Feature Articles

Danny Greene

The Most Influential Mobster You've Never Heard Of

By Rick Porrello - Host of

Note: The story of Danny Greene is the subject of To Kill The Irishman: The War that Crippled the Mafia (1998), a regional best seller by Rick Porrello, available through the       online bookshop.

     He was fearless and cunning - loved by his neighbors and hated by his business competitors - the members of the Cleveland Mafia. Fiercely proud of his Irish heritage, he was a Celtic warrior at heart, obsessed with the color green - green car, green jackets, green ink pens. Through the 1970s, the ruggedly handsome Danny Greene (that's right, Danny Greene), had been boldly encroaching on mob territory. Their threats didn't worry him.

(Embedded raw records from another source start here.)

PR #1246, opened 2026-09-17
test: extend the __all__ guard from 5 modules to every module that declares one (#1228)

### LINKED ISSUE #1228: tests: the __all__ guard covers 5 of the 98 modules that declare one, so 93 modules' export lists are unchecked
## Summary

`tests/test_module_all_exports.py` asserts two invariants: every name in a module's `__all__` resolves to a real attribute, and star-imports of those modules resolve at runtime. It enumerates the modules by hand:

```python
modules = [action_ledger, recovery_contract, gate, pinning, recovery_gate]
```

98 modules declare an `__all__` today, so 93 of them get neither check. A refactor that renames a function and forgets `__all__`, or lists a name that no longer exists, goes green on 93 modules and red on 5. This is exactly the shape of drift the #903 / #913 / #1093 / #1111 series has been finding by hand after the fact.

I ran the stronger check against all 98 modules and it passes cleanly right now, so this is a guard extension, not a bug hunt:

```python
import importlib, pkgutil, continuum
bad = []
for m in pkgutil.walk_packages(continuum.__path__, "continuum."):
    mod = importlib.import_module(m.name)
    a = getattr(mod, "__all__", None)
    if not a: continue
    for name in a:
        if not hasattr(mod, name):
            bad.append(f"{m.name}.{name}")
assert not bad  # currently passes: 0 failures
```

## Affected component

Tests.

## Severity

## System information

- Python: 3.13.5

```bash
python -c "import pkgutil, importlib, continuum; print(sum(1 for m in pkgutil.walk_packages(continuum.__path__, 'continuum.') if hasattr(importlib.import_module(m.name), '__all__')))"
pytest tests/test_module_all_exports.py -q
```

## What a fix looks like

Replace the hand-rolled five-module list with a walk over the installed package that collects every module carrying `__all__`, and keep the existing per-module assertions (the five named-symbol tests) as documentation of intent. The `test_star_import_execution` subprocess should keep importing only the five it names today, or grow to import all 98; importing all of them is the stronger option but pulls optional dependencies, so it is worth confirming locally that the subprocess stays exit 0 before choosing that. Skip modules whose import fails on a missing optional extra rather than letting the guard error out, and skip `continuum.__main__` since importing it has a side effect.

abyyxhek:
## What

The `__all__` guard asserted its two invariants for five modules enumerated by hand. 98 modules declare an `__all__` today, so 93 of them got no check at all.

Closes #1228.

```python
modules = [action_ledger, recovery_contract, gate, pinning, recovery_gate]   # 5 of 98
```

A refactor that renames a function and forgets `__all__`, or lists a name that no longer exists, went green on 93 modules and red on 5 — the shape of drift the #903 / #913 / #1093 / #1111 series kept finding by hand after the fact.

## Changes

Replaces the hand-rolled list with a `pkgutil` walk that collects every importable module carrying `__all__`:

- `continuum.__main__` is skipped — importing it runs the CLI.
- Modules behind an optional extra (`otel`, `postgres`) are skipped when the extra is absent: a module that cannot be imported cannot be checked, and a missing dependency is not an export defect.
- Any *other* import failure still propagates, so a genuinely broken module fails rather than being silently exempted.

The five named tests stay, on purpose: they document which symbols a reader is meant to rely on, which a sweep over every module cannot express.

`test_star_import_execution` now imports every module the walk found rather than five, so the `from module import *` the guard exists to validate runs against the whole surface. The subprocess still exits 0 — verified locally against all 98.

Two tests added:
- `test_all_entries_are_strings` — a non-string entry turns every star-import of that module into a `TypeError`.
- `test_every_module_is_covered` — a walk that returns nothing (say, `pkgutil` stopped recursing) would make the assertions above vacuously pass, which is worse than not having them.

## Verification

```
$ pytest tests/test_module_all_exports.py      → 9 passed
```

Verified the guard has teeth by adding a nonexistent name to `pinning`'s `__all__`, which fails both `test_all_symbols_exist_on_their_module` and `test_star_import_execution`. Removed the poison and confirmed green again.

## Note

`tests/test_docs_counts.py::test_documented_count_matches_suite` fails on `main` both before and after this change (the suite collects 2275 vs a documented ~2241; tolerance 30). My new tests add 4 to that gap. Re-syncing the count is #1226's work, in flight as PRs #1237/#1238.


abyyxhek:
Closing this — upstream landed a different implementation for the same guard in baf769d / 0b97ebb / c2ee540 (an enumerated module list with a generic export invariant, from the #1227 work), so this branch conflicts with `main` as it stands.

Rather than rebase over that and replace the direction the maintainer chose, I'm stepping back. The complementary idea is here if it's useful: this branch's `pkgutil` walk auto-discovers modules, so it covers any module added later without someone having to remember to extend the hand-list. Happy to rework it on top of the landed version if that's wanted — the two are not mutually exclusive, the sweep could run *in addition* to the named list.

PR #1247, opened 2026-09-17
fix(bench): publish the fault-injection suite's real detection rate (#1060)

### LINKED ISSUE #1060: benchmarks/run.py renders the fault-injection detection rate as 0 in the published tables
## Summary

`benchmarks/run.py` renders the fault-injection detection rate as a literal `0` in the README bench table and in `references/bench.md`. It reads `detection_rate` and `unsafe_resume_rate` off `BenchmarkReport.summary()`, a method that never returns either key. The suite's real detection rate is `1.0` with an unsafe-resume rate of `0.0`, and the correct figures are already written to `benchmarks/out/fault_injection_report.json` by the same run, so the published number is the only place the truth is lost.

## Affected component

Benchmarks (published results in README.md and references/bench.md)

## Severity

Minor inconvenience or cosmetic issue for the library. It matters for the project's published claims: a reader checking whether the fault-injection suite actually detects anything is told it detects nothing, on a suite that currently detects everything.

## Evidence

`src/continuum/benchmark/phase6/metrics.py` defines `summary()` to return `total`, `passed`, `failed` and `by_outcome` only. `benchmarks/run.py:105` calls `fault_report.summary()` and `:108` reads `f_summary.get('detection_rate', 0)` and `f_summary.get('unsafe_resume_rate', 0)`, both of which hit the default. The regeneration paths then carry those zeros into the README and bench.md tables. The emitter in `benchmarks/fault_injection/emitter.py` computes the real aggregates into its own envelope, which is why the JSON file is right and the published table is wrong.

At HEAD `14f8a84` the horizon half of the table was regenerated after the #1044 merge and is current, while the fault-injection line beneath it still reads:

```
Fault-injection: 7 scenarios, detection 0, unsafe 0
```

in both `README.md:253` and `references/bench.md:116`.

```python
from benchmarks.fault_injection.runner import run_benchmark_suite
rep = run_benchmark_suite()
print('summary() keys          :', sorted(rep.summary().keys()))
print('run.py renders detection :', rep.summary().get('detection_rate', 0))
```

Output at HEAD `14f8a84`:

```
summary() keys          : ['by_outcome', 'failed', 'passed', 'total']
run.py renders detection : 0
```

For the published real numbers, the suite's own summary and the written report both give:

```
{'total': 6, 'detected': 6, 'detection_rate': 1.0, 'unsafe_resume': 0, 'unsafe_resume_rate': 0.0, 'false_positive_rate': 0.0}
benchmarks/out/fault_injection_report.json: detection_rate 1.0, unsafe_resume_rate 0.0
```

## Root cause

Introduced in `16432e7` ("bench: horizon-scale scenarios with simulated years and a recovery-decision judge", Refs #398), which added the horizon report and the shared bench-table renderer. The renderer was written against the fault-injection summary dict that `run_fault_injection_suite` returns, then pointed at `BenchmarkReport.summary()`, which does not carry those keys.

## Expected behaviour

The published table should show the suite's actual detection and unsafe-resume rates, and should never print `0` for a metric the harness measured.

## Suggested fix shape

Either extend `BenchmarkReport.summary()` to carry the metrics the table needs, or have the table read them from the results the way the emitter already does. Prefer averaging across results over trusting `results[0]`, which is the separate order-dependence defect filed separately; fixing this by copying the emitter's `results[0]` read would import that fragility.

## System information

- Python: 3.14.5

abyyxhek:
## Description

`benchmarks/run.py` rendered the published fault-injection line from `BenchmarkReport.summary()`. That method counts outcomes only — `total`, `passed`, `failed`, `by_outcome` — and never returns `detection_rate` or `unsafe_resume_rate`. Both reads therefore hit their `0` default, so the bench table reported a suite that detects every fault it injects as detecting nothing:

```
Fault-injection: 7 scenarios, detection 0, unsafe 0
```

in both `README.md` and `references/bench.md`, while the JSON report the same run writes (`benchmarks/out/fault_injection_report.json`) carries the real figures.

The renderer now averages the rates the scenarios actually carry — the same convention the horizon columns in the same function already use — rather than reading them off the shared envelope's outcome counts. `summary()` is intentionally generic across suites (it is shared with horizon), so the suite-specific rates belong on the results, which is where the runner already puts them.

The clean-control scenario is excluded from the average rather than counted as a zero: it carries only its own `false_positive_rate` and never measured detection, so dividing by `len(results)` would average the suite against a scenario that has no opinion.

## Related issues

Fixes #1060

## Types of changes

- Type: `bugfix`

## Breaking changes

No. The change is confined to the benchmark renderer and the published bench-table figures; no library, CLI or wire behaviour changes.

## How has this been tested?

Reproduction before the fix (issue's own snippet, confirmed at HEAD `18e81d0`):

```
summary() keys          : ['by_outcome', 'failed', 'passed', 'total']
run.py renders detection : 0
```

After the fix, the same call renders:

```
Fault-injection: 7 scenarios, detection 1.0, unsafe 0.0
```

and both `README.md` and `references/bench.md` were updated to match, since the regeneration path (`benchmarks/run.py`, gated by `tests/test_horizon_benchmark.py`) rewrites exactly that line.

Two regression tests were added to `tests/test_fault_injection.py`, both verified to **fail before** the fix and pass after:

- `test_published_detection_rate_reads_the_results_not_a_summary_default` — fast guard that `summary()` carries no rate key, that the control scenario stays out of the average, that `_mean_rate` reports the suite's real rates, and that an empty scenario set answers `0` instead of raising.
- `test_published_bench_line_carries_the_real_detection_rate` (slow) — renders the actual table line through `_bench_table_lines` and asserts it agrees with the suite's own summary figures.

Commands run, Windows 11 / Python 3.13, from the repo root with `PYTHONPATH=src`:

```
ruff check benchmarks/run.py tests/test_fault_injection.py   # clean
ruff format --check benchmarks/run.py tests/test_fault_injection.py  # clean
mypy src/continuum                                           # no issues, 127 files
pytest tests/test_fault_injection.py tests/test_docs_counts.py  # 13 passed
pytest tests/                                                # 2242 passed, 38 skipped
```

The collected total moved 2278 -> 2280, so the documented figures in `README.md`, `docs/CONTRIBUTING_ONBOARDING.md` and `CHANGELOG.md` were re-synced to keep `tests/test_docs_counts.py` green (the guard's own remedy for test-adding PRs). Note this PR's re-sync also absorbs a small pre-existing drift: at the pre-rebase base `18e81d0` the suite already collected 2273 against a documented 2241, so that guard was already red on main before this branch.

## Compatibility considerations

None. `summary()` is unchanged; the fix is local to `benchmarks/run.py`'s table rendering.


Cyrax321 (dismissed):
Thank you for contributing to Continuum, @abyyxhek. This fixes the rendering side of the fault injection number for #1060: benchmarks/run.py read detection and unsafe resume rates off the shared outcome envelope, which never carries them, so the bench table printed 0 for a suite that detects every fault. Averaging the rates the scenarios actually carry matches the horizon convention in the same function, and excluding the clean control rather than counting it as zero is the honest denominator.

I reviewed the renderer change, the bench table updates, and the new tests, and I checked CI alongside its companion #1250: the full matrix across all three platforms plus Postgres plus lint is green. The two PRs stay independent as described, one for the emitted reports and one for the rendered table. No blocking issues found. LGTM, marking this as ready to pull. Thank you again for pairing the two halves cleanly.

Cyrax321 (approved):

Ref: #1247 / Issue #1060
Surface: benchmarks/run.py fault-injection table rendering

Bug: the published bench table read detection_rate and unsafe_resume_rate off BenchmarkReport.summary(), which counts outcomes only and never carries those keys, so both reads hit their 0 default and the README and references/bench.md advertised a suite that detects nothing while the JSON report from the same run carried the real figures. Verified the mismatch class is real: summary() is the shared envelope across suites.

Fix: the renderer averages the rates the scenarios actually carry, matching the convention the horizon columns in the same function already use. The clean-control exclusion is handled correctly and for the right reason: the control carries only its own false_positive_rate, so skipping results without the key keeps a scenario with no opinion out of the detection average instead of diluting it as a fake zero.

Proof:
- Read _mean_rate and the rewritten fault-injection line; the fallback when no result carries the key is 0, which is the honest output for an empty suite rather than a crash.
- Ran tests/test_fault_injection.py at head efcf1908: 11 passed, including the new coverage pinning the rendered line and the control exclusion.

     "Since I'm Irish Catholic, I've got the best guardian angel there is. Besides, it's the man upstairs who pulls the strings." Danny was a proud Catholic. He was also a killer.

     Danny got his start in racketeering as president of the local International Association of Longshoremen. He could have been a highly successful businessman, but it wasn't the life for him. After a shocking expose by the Cleveland Plain Dealer, he was ousted from the docks and fined $10,000 for embezzling union funds. Danny had been forcing longshoremen to unload filthy grain boats and "donate" their paychecks to a union hall "renovation fund." The hall had already been renovated - painted green when Danny took office.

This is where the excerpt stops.